I also think Steerpike was using the term transformative as it relates to copyright laws. However, the point still stands this is not much different than a person buying a hardcover book and blacking out the bad words. That and I don't think someone is saying the altered version is the work. It seems they would say that this is a cleaned up version of the work where there are less swear words.

And to me, I would feel more disrespected of the work if it was dismissed out of hand, no matter how good it was, rather than altered slightly to remove swears. But, I generally believe that some exposure, even if bastardized, is better than no exposure at all.


----------



## Feo Takahari (Mar 26, 2015)

I suppose the most direct analogy would be to that Huckleberry Finn edition that replaces the n-word with "robot."


----------



## cupiscent (Mar 26, 2015)

Or altering old cartoons to take out the racist references. Which I believe is wrong. "Cleaning up" the past just sweeps things under the rug, it doesn't help us discuss how there are still problems today. Likewise, dismissing an author's reasons for including whatever the author believed was important to the story is taking away part of the point of a story. Removing the n-word from Huckleberry Finn diminishes the power of the setting and the context.
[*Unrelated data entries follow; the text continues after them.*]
Issue #3516, opened 2021-05-11
Only uninstall kubernetes / restart docker when running a baremetal CI.


fidencio:
https://github.com/kata-containers/tests/pull/3493 fixed the issues we had with the ARM CI, but the changes done were done for any environment.

Let's restrict those changes a little bit and only run those on baremetal CIs.

c3d:
@fidencio I don't fully understand the rationale. Why would things be different or better in a VM? The changes in #3493 restart the docker daemon. Presumably, a same VM can be used for multiple tests and we'd see the same problem, no?

PR #3517, opened 2021-05-11
Restrict baremetal specific changes to baremetal CIs

fidencio:
#3493 fixed the issues we had with the ARM CI, but the changes done were done for any environment.

Let's restrict those changes a little bit and only run those on baremetal CIs.

Fixes: #3516

### DIFF
--- a/integration/containerd/cri/integration-tests.sh
+++ b/integration/containerd/cri/integration-tests.sh
@@ -168,19 +168,19 @@ restart_docker() {
 	#avoid the "Start request repeated too quickly" error
         if [ -f "/lib/systemd/system/docker.service" ]; then
 		cp /lib/systemd/system/docker.service ${back_file}
-                sed -i 's/StartLimitBurst.*$/StartLimitBurst=0/g' /lib/systemd/system/docker.service
+                sudo sed -i 's/StartLimitBurst.*$/StartLimitBurst=0/g' /lib/systemd/system/docker.service
         elif [ -f "/usr/lib/systemd/system/docker.service" ]; then
 		cp /usr/lib/systemd/system/docker.service ${back_file}
-                sed -i 's/StartLimitBurst.*$/StartLimitBurst=0/g' /usr/lib/systemd/system/docker.service
+                sudo sed -i 's/StartLimitBurst.*$/StartLimitBurst=0/g' /usr/lib/systemd/system/docker.service
         fi
         sudo systemctl daemon-reload
         sudo systemctl restart docker
 
 	#recover docker service file
 	if [ -f "/lib/systemd/system/docker.service" ]; then
-		mv ${back_file} /lib/systemd/system/docker.service
+		sudo mv ${back_file} /lib/systemd/system/docker.service
 	elif [ -f "/usr/lib/systemd/system/docker.service" ]; then
-		mv ${back_file} /usr/lib/systemd/system/docker.service
+		sudo mv ${back_file} /usr/lib/systemd/system/docker.service
 	fi
         sudo systemctl daemon-reload
 }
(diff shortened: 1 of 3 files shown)


integration/containerd/cri/integration-tests.sh
```diff
@@ -190,7 +190,7 @@ check_daemon_setup() {
 
 	if [ "${BAREMETAL}" == true ]; then
 		#restart docker service as TestImageLoad depends on it
-		restart_docker
+		sudo -E restart_docker
 	fi
```
jongwu, line 194: Why do we need "sudo" here? And it lead to the failure in arm ci.
`10:49:34 sudo: restart_docker: command not found`

jongwu:
@fidencio - arm ci turns green.

integration/kubernetes/init.sh
```diff
@@ -108,12 +108,12 @@ trap 'sudo -E sh -c "rm -r "${kubeadm_config_file}""' EXIT
 
 if [ "${BAREMETAL}" == true ] && [[ $(wc -l /proc/swaps | awk '{print $1}') -gt 1 ]]; then
```
jongwu, line 109: We need let the  "BAREMETAL" check separate from the swap check. So what about:
"
if [[ $(wc -l /proc/swaps | awk '{print $1}') -gt 1 ]]; then
         sudo swapoff -a || true
fi

if [ "${BAREMETAL}" == true &&  "$(command -v kubelet)" != "" ]; then
       #reinstall kubelet to do deep cleanup
      	info "reinstall kubeadm, kubelet before initialize k8s"
	bash -f "${SCRIPT_PATH}/../../.ci/install_kubernetes.sh"	
fi
"

jongwu: The Arm Ci fails as the "wc -l /proc/swaps | awk '{print $1}'" is "1" in the Arm server which results in the "reinstall k8s" ops didn't start.

fidencio: I'm not sure about this, @jongwu.

The baremetal check to disable swap has always been there and shouldn't cause an issue (it wasn't already).
I'll split the check, and let it run a few more times.

fidencio: Ah, now I see, sorry, my bad!

integration/kubernetes/init.sh
```diff
@@ -111,7 +111,7 @@ if [ "${BAREMETAL}" == true ] && [[ $(wc -l /proc/swaps | awk '{print $1}') -gt
 fi
 
 #reinstall kubelet to do deep cleanup
-if [ "$(command -v kubelet)" != "" ]; then
+if [ "{BAREMETAL}" == true && "$(command -v kubelet)" != "" ]; then
```
jongwu, line 114: Hi @fidencio -, Try `if [ "${BAREMETAL}" == true -a "$(command -v kubelet)" != "" ]; then`

integration/kubernetes/init.sh
```diff
@@ -111,7 +111,7 @@ if [ "${BAREMETAL}" == true ] && [[ $(wc -l /proc/swaps | awk '{print $1}') -gt
 fi
 
 #reinstall kubelet to do deep cleanup
-if [ "$(command -v kubelet)" != "" ]; then
+if [ "{BAREMETAL}" == true -a "$(command -v kubelet)" != "" ]; then
```
jongwu, line 114: miss "$" before "{BAREMETAL}"

fidencio: Lack of attention is  killing me. :-)

fidencio:
Okay, it passes, now let's give it a try on a second run.

fidencio:
@jongwu, now it's good to go! :-)

jcvenegas (approved):

fidencio:
@snir911, may I bother you for an ack?

snir911 (approved):
LGTM!

PR #39, opened 2025-03-10
Fix macos runs-on labels

aktech:
Ref: https://github.com/actions/runner-images#available-images

ping @f-trycua @pepicrft

### DIFF
--- a/.github/workflows/lume.yml
+++ b/.github/workflows/lume.yml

If an author chooses not to include profanity - or whatever - in their work in order to have a wider appeal, that is the author's choice. Choosing not to read a book because it contains matter with which you do not care to engage is your own decision. But stripping the author's decisions from the text because you want to experience part, but not all, of their vision, and because don't want to feel uncomfortable, is being a lazy reader, and I will never support it.

And I believe it's different from buying a physical copy and manually blacking out the words. That is an active choice that requires effort and engagement - and also you and anyone else who picks up the text can see that it has been doctored. This app would be a passive choice involving no effort and leaving no trace.


----------



## Philip Overby (Mar 26, 2015)

As someone who writes with a lot of profanity, I actually embrace this app in all its glory. Why? Because I find unintentional hilarity when really graphic movies are censored for TV. Such as "I'm sick of these monkey fighting snakes on this Monday to Friday plane" or "Yippie ki-yay, melon farmer." Since my work is laced with profanity, violence, and other objectionable things, I would love to see what this app would do to it for comedic purposes. I write mostly comedic style fiction though, so if something can somehow make it funnier, I'm fine with that myself. However, writers that feel uncomfortable with it (Lillith Saintcrow for instance wrote them saying she wants her books removed from any kind of association with the product) should have their feelings respected in that regard. From what I understand, if you tell them you want nothing to do with it (which seems kind of a pain in the ass anyway), they'll make sure you're removed. So there's that.


----------



## Garren Jacobsen (Mar 26, 2015)

Cupiscent,

I'm not certain about the passive-active distinction. To me getting an app that deliberately blots out swears is an active choice. Besides, for most e-books, I doubt people have the ability to transfer them or even the desire to. However, as an author I think I would request the app makers to make any word they changed from mine a different color and allow the reader the option to read the actual word, phrase, or passage that the app changed.


----------



## Penpilot (Mar 26, 2015)

Brian Scott Allen said:


> Cupiscent,
> However, as an author I think I would request the app makers to make any word they changed from mine a different color and allow the reader the option to read the actual word, phrase, or passage that the app changed.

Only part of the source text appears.